[What is required]: Which lines of the entries below contain the string "shortened"? Copy each one.

[Task data]

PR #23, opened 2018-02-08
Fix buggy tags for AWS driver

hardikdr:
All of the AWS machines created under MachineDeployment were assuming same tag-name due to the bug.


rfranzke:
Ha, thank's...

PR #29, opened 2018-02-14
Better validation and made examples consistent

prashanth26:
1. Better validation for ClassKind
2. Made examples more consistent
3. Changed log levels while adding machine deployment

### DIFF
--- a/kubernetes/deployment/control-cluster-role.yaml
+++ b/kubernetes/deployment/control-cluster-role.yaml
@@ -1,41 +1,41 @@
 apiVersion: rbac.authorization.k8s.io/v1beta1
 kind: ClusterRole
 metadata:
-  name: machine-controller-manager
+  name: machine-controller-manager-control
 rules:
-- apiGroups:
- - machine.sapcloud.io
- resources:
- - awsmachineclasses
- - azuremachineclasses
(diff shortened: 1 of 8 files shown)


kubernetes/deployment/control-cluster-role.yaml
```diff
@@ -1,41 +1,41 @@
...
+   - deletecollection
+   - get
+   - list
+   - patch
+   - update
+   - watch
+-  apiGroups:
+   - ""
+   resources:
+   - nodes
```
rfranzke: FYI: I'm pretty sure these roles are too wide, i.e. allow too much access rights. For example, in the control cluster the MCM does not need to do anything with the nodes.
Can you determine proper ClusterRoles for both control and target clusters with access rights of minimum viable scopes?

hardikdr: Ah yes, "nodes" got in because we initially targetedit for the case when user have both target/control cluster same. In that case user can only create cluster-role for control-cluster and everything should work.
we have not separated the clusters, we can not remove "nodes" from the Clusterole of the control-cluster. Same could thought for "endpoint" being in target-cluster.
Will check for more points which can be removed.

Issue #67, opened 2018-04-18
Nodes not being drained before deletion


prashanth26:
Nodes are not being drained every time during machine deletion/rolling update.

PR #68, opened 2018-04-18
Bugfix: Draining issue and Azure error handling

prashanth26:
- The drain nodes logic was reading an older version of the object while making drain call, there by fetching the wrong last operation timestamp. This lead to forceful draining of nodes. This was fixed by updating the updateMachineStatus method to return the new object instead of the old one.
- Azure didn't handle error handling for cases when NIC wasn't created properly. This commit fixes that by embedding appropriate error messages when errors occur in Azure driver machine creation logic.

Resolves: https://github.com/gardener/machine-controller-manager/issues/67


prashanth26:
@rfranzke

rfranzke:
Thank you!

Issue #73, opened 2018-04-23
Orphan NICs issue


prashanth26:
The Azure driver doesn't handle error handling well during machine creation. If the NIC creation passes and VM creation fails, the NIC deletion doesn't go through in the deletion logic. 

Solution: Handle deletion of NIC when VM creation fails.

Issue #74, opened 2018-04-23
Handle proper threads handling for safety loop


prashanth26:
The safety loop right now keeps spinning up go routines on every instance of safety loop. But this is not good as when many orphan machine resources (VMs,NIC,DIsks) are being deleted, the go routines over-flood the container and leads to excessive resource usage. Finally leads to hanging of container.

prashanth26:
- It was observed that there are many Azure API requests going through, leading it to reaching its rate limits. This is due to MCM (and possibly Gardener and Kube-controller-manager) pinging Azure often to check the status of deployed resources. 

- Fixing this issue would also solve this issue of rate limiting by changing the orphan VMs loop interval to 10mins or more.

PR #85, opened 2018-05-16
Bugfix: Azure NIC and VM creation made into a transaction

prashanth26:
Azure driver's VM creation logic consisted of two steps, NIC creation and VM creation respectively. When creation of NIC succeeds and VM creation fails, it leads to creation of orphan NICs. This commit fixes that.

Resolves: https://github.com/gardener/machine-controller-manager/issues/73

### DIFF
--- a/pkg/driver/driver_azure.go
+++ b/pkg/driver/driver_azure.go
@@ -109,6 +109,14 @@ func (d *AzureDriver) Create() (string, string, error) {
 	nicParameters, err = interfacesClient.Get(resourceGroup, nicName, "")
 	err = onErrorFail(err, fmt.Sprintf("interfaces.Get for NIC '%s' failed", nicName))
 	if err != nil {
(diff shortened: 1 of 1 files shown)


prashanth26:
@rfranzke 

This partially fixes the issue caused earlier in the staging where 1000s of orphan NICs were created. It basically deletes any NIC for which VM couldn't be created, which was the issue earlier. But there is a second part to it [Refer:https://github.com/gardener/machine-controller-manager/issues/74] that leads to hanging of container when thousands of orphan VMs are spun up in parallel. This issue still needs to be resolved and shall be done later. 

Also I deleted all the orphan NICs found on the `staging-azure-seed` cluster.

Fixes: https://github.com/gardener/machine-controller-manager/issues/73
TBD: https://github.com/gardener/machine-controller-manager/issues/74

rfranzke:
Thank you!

[/Task data]

[Result of the exercise]:
(diff shortened: 1 of 8 files shown)
(diff shortened: 1 of 1 files shown)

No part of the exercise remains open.